The adoption of Generative AI (GenAI) is rapidly gaining traction, creating new opportunities for more advanced and complex use cases. At ContractPodAi, we are witnessing these changes in real-time—the evolution of use cases that require advancements in AI models from general use cases to domain-specific and customer-specific cases.
Transition from Single to Multi-Model Strategy
Most initial applications for Generative AI were targeted at simpler task-oriented use cases where a single Large Language Model (LLM) was sufficient to achieve the desired outcome, but that is quickly changing. At ContractPodAi, we built our GenAI solutions with a multiple Large Language model strategy. One lesson from our experience is that AI models are not “one size fits all” solutions. Certain LLMs are better at specific tasks than others—for example, some excel at generating content, while others are ideal for concluding advanced analysis. As customers onboard GenAI solutions, they realize that a one-size-fits-all LLM strategy falls short at the enterprise level. Relying on one model can lead to limitations, especially for specialized tasks and advanced use cases.
A more sophisticated LLM strategy is required as use cases grow and become more complex. Accuracy and scalability are essential for more complicated use cases like analyzing legal documents with sensitive information. This requires a mix of best-of-breed LLMs. Suppose you are driving an obligation report and analysis across a repository of contracts. In that case, the solution needs to be able to analyze the interlinked documents, extract key information, understand the context of the documents, drive sequential and complex analysis, and then generate output in the desired format. In this example, the solution needs to handle and perform multiple tasks precisely. Accomplishing this level of analysis and output requires utilizing capabilities from several different LLMs.
The Need for Embedded Frameworks and Custom Models
General purpose models could perform very well on many tasks. Still, these models require fine-tuning with high-quality, domain-specific data for specialized fields like the legal sector. Taking it a step further, as companies start adopting AI, they’ll need to further fine-tune models to align with their legal and compliance knowledge base. Examples include legal analysis, reviewing and redlining, or drafting legal documents. Organizations will have their own internal use case for legal analysis based on their industry, regulations, etc. a one-size-fits-all model does not scale or account for domain nuances.
Leah: Gold Standard Embedded and Custom Legal Models
Leah is model agnostic—a task or use case could require services from multiple models. Additionally, Leah has an embedded framework, and models fine-tuned for legal available to our customers as the gold standard.
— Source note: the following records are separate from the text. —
Issue #123, opened 2026-02-27
[BUG] KVCache can be reloaded but not used with ChatSession


davidkoski:
**Describe the bug**

See #45 and #121.  The first item added a way to restore a chat session from messages and we purposefully left off restore from KVCache.

But perhaps we should revisit that since we do have a way to save and restore the `KVCache`:

```swift
public func loadPromptCache(
    url: URL
) throws -> ([KVCache], [String: String]?) {
```

You can use it with the lower level generation APIs but not with ChatSession.

PR #151, opened 2026-03-18
Add KV cache initializers and cache access to ChatSession

alankessler:
## Summary

Addresses #123 — `loadPromptCache()` had no path back into `ChatSession`.

- Adds two new initializers that accept a pre-built `[KVCache]` (one for `ModelContainer`, one for `ModelContext`), enabling prefix caching across sessions
- Cache parameter is `consuming` to prevent the caller from reusing shared mutable cache references
- Parameter order matches the `history` initializers: `instructions` before `cache`
- Adds `currentCache() async -> [KVCache]?` to read the live cache after generation
- Adds `saveCache(to url: URL) async throws` to persist the cache to disk as `.safetensors`
- Adds `ChatSessionError: LocalizedError` with `noCacheAvailable` case
- Doc comments warn against passing `instructions` when the cache already encodes a system prompt

The `.kvcache` branch in `streamMap` already handles an injected cache correctly — no changes to generation logic required.

## Use case

Build a KV cache from a long shared context (system prompt + document) once, save it to disk, and restore it across multiple sessions to skip re-prefilling the same tokens each time.

```swift
// Build and save
let session = ChatSession(modelContainer)
_ = try await session.respond(to: systemPrompt)
try await session.saveCache(to: cacheURL)

// Restore in a future session
let (cache, _) = try loadPromptCache(url: cacheURL)
let session = ChatSession(modelContainer, cache: cache)
// generation starts from the cached prefix
```

## Test plan

- `testCurrentCacheNilBeforeGeneration` — nil before any generation
- `testCurrentCacheAfterGeneration` — non-nil after generation
- `testCurrentCacheNilForHistorySessionBeforeGeneration` — nil for history session before generation
- `testCurrentCacheNonNilForHistorySessionAfterGeneration` — non-nil after generation from history session
- `testCurrentCacheNilAfterClear` — nil after `clear()`
- `testInitWithKVCache` — restored session generates correctly
- `testSaveCacheThrowsBeforeGeneration` — throws `noCacheAvailable` before generation
- `testSaveAndRestoreCache` — full save → load → restore round-trip

### DIFF
--- a/Libraries/MLXLMCommon/ChatSession.swift
+++ b/Libraries/MLXLMCommon/ChatSession.swift
@@ -164,11 +164,17 @@ public final class ChatSession {
     /// system prompt and document) once, save it via ``saveCache(to:)``, and restore it
     /// across multiple sessions to avoid re-prefilling the same tokens each time.
     ///
+    /// > Important: If the cache was built from a session that already included system
+    /// > instructions, do not pass the same `instructions` here — they would be
+    /// > re-tokenized on each call to ``respond(to:role:images:videos:)`` without matching
+    /// > KV state, producing incoherent output.
+    ///
     /// - Parameters:
     ///   - model: the ``ModelContainer``
-    ///   - cache: a ``[KVCache]`` previously obtained from ``saveCache(to:)`` or
-    ///     ``currentCache()``
-    ///   - instructions: optional system instructions for the session
+    ///   - instructions: optional system instructions for the session — leave `nil` if the
+    ///     cache already encodes a system prompt
+    ///   - cache: a non-empty ``[KVCache]`` previously obtained from ``saveCache(to:)`` or
+    ///     ``currentCache()``, matching the given model
     ///   - generateParameters: parameters that control generation
     ///   - processing: media processing configuration for images/videos
     ///   - tools: optional tool specifications
@@ -176,8 +182,8 @@ public final class ChatSession {
     ///   - additionalContext: optional model-specific context
     public init(
         _ model: ModelContainer,
-        cache: [KVCache],
         instructions: String? = nil,
+        cache: consuming [KVCache],
         generateParameters: GenerateParameters = .init(),
         processing: UserInput.Processing = .init(resize: CGSize(width: 512, height: 512)),
         additionalContext: [String: any Sendable]? = nil,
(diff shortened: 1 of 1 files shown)


Libraries/MLXLMCommon/ChatSession.swift
```diff
@@ -158,6 +158,78 @@ public final class ChatSession {
...
+    ///     ``currentCache()``
+    ///   - instructions: optional system instructions for the session
+    ///   - generateParameters: parameters that control generation
+    ///   - processing: media processing configuration for images/videos
+    ///   - tools: optional tool specifications
+    ///   - toolDispatch: optional tool dispatch -- required for toolcalls if streaming strings rather than details
+    ///   - additionalContext: optional model-specific context
+    public init(
+        _ model: ModelContainer,
+        cache: [KVCache],
```
davidkoski: One big concern: this is passing a pointer to shared mutable data.  I think this needs to be `consuming`.  That will have follow-on effects on `KVCache` itself -- it will either have to be loaded from disk multiple times OR it needs a way to clone itself (see https://github.com/ml-explore/mlx-swift/pull/367 -- this is not yet in a tag).

alankessler: Good call — fixed. The cache parameter is now `consuming`, and I reordered it after `instructions` to match the `history` initializers.

I also tightened the docs: the `instructions` parameter warns against re-passing a system prompt that's already baked into the cache (since those tokens would be re-tokenized without matching KV state), and `currentCache()` notes that the returned references shouldn't be used concurrently with active generation.

Re: cloning — I have a `KVCache.copy()` implementation ready (protocol requirement + all subclass implementations using `state`/`metaState`, no dependency on a new mlx-swift tag) but kept it out of this PR to stay scoped. Happy to put it up as a follow-on if you'd like.

davidkoski: I think we need the copy to be able to use this correctly -- it might make sense to have that PR go in first.

I am trying to wrap up the mlx-swift side (among other things) so we could potentially use that fix, but if you have something that works, that is ok too.

alankessler: Done — #158 has the copy() implementation. Uses constructor params + state/metaState so it doesn't need a new mlx-swift tag. Once that's in, this PR should be ready to go.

Customers can further fine-tune the models via an easy-to-use intelligent interface. This innovative capability is the first to market in the legal sector, making it possible for customers to fine-tune the model to their specific requirements.
Take redlining as an example; Leah Redline has an embedded framework and fine-tuned models as the gold standard for redlining. As needed, customers can easily fine-tune the model to specific redline rules applicable or required for their legal operations. Similarly, Leah’s models can be fine-tuned to perform complex legal analysis or set the standard for drafting legal documents.
Training Methodologies
We use various techniques for fine-tuning the models, including fine-tuning the model behavior through Retrieval Augmented Generation (RAG) and building fine-tuned legal domain LLMs with high-quality data.
Leah offers embedded gold standard models for the legal domain. Customers can use these models in combination with the ContractPodAi Knowledgebase from day one. Leah also enables customers to create embedded custom models for their specific use cases using Retrieval Augmented Generation (RAG). The model behavior can also be fine-tuned for legal and customer-specific domains through context ingestion, customer-specific frameworks, and prompt engineering.
Additionally, for some complex legal use cases, the baseline models need to be further trained with high-quality data to perform at the desired precision. For further training the baseline LLMs, we use methods such as response scoring with Reinforcement Learning through Human Feedback (RLHF) and reinforcement learning through AI Feedback (RLAIF). In this process, having use cases specific and high-quality data is the primary driver of success in producing high-quality and reliable models.